Gli scienziati proveranno ad addestrare questi atomi, che al momento sono in una sorta di forma embrionale, a scambiarsi informazioni tra di loro mediante un linguaggio matematico. In base ad alcuni test che sono stati condotti a Stoccarda, la Ferlaino spiega che se uno degli atomi cambia stato o forma, influenza direttamente gli altri atomi che si adattano di conseguenza.

A questo progetto, che potrebbe davvero rivoluzionare completamente l’utilizzo dei computer e non solo, partecipano 14 Stati membri dell’Unione Europea.

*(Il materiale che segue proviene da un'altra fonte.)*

PR #830, opened 2020-05-07
DNM: Run serving specific e2e tests using tags

navidshaikh:
/hold

### DIFF
--- a/test/e2e-tests.sh
+++ b/test/e2e-tests.sh
@@ -50,9 +50,9 @@ run() {
 }
 
 integration_test() {
-  header "Running tests for Knative Serving $KNATIVE_SERVING_VERSION and Eventing $KNATIVE_EVENTING_VERSION"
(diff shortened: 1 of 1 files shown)


navidshaikh:
> I like this and would even split the eventing-e2e into their own so that we could do something like: ./hack/build.sh --eventing-e2e or similar.

@maximilien : We already have this using go tags. You can set `eventing` or `serving` to `E2E_TAGS` and run as:

```
E2E_TAGS=eventing ./test/local-e2e-tests.sh
```
https://github.com/knative/client/pull/832 should fix any unscoped method being referenced in scoped tags.

navidshaikh:
@coryrc : I've opened this PR to re-produce issue mentioned in https://github.com/knative/test-infra/issues/2064

navidshaikh:
/close

Closing the PR, https://github.com/knative/test-infra/issues/2064 can be re-produced as mentioned in this PR.
cc: @chizhg @chaodaiG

Gli atomi usati nelle comunicazioni quantistiche

Tommaso Calarco, direttore del Centro per le tecnologie quantistiche delle università tedesche di Ulm e Stoccarda e coordinatore del progetto, spiega che se gli atomi riusciranno a comunicare tra di loro con una padronanza sempre maggiore del linguaggio matematico, potranno essere usati nelle comunicazioni quantistiche. Questo significa che, se utilizzati nei simulatori specializzati con compiti specifici, un giorno saranno in grado addirittura di sviluppare dei materiali nuovi.

Tuttavia è opportuno fare un passo alla volta, quindi il primo obiettivo è quello di istruire gli atomi “parlanti” non solo a scambiarsi informazioni tra di loro, ma anche a sviluppare un linguaggio sempre più complesso e che li faccia sviluppare sempre di più per una programmazione futura.

La grande sfida è quella di avere la padronanza totale degli atomi, cambiando le loro proprietà dall’interno e insegnando loro un linguaggio conosciuto anche a noi. In fondo se Einstein è riuscito a dividere l’atomo, perché insegnargli a parlare dovrebbe essere impossibile?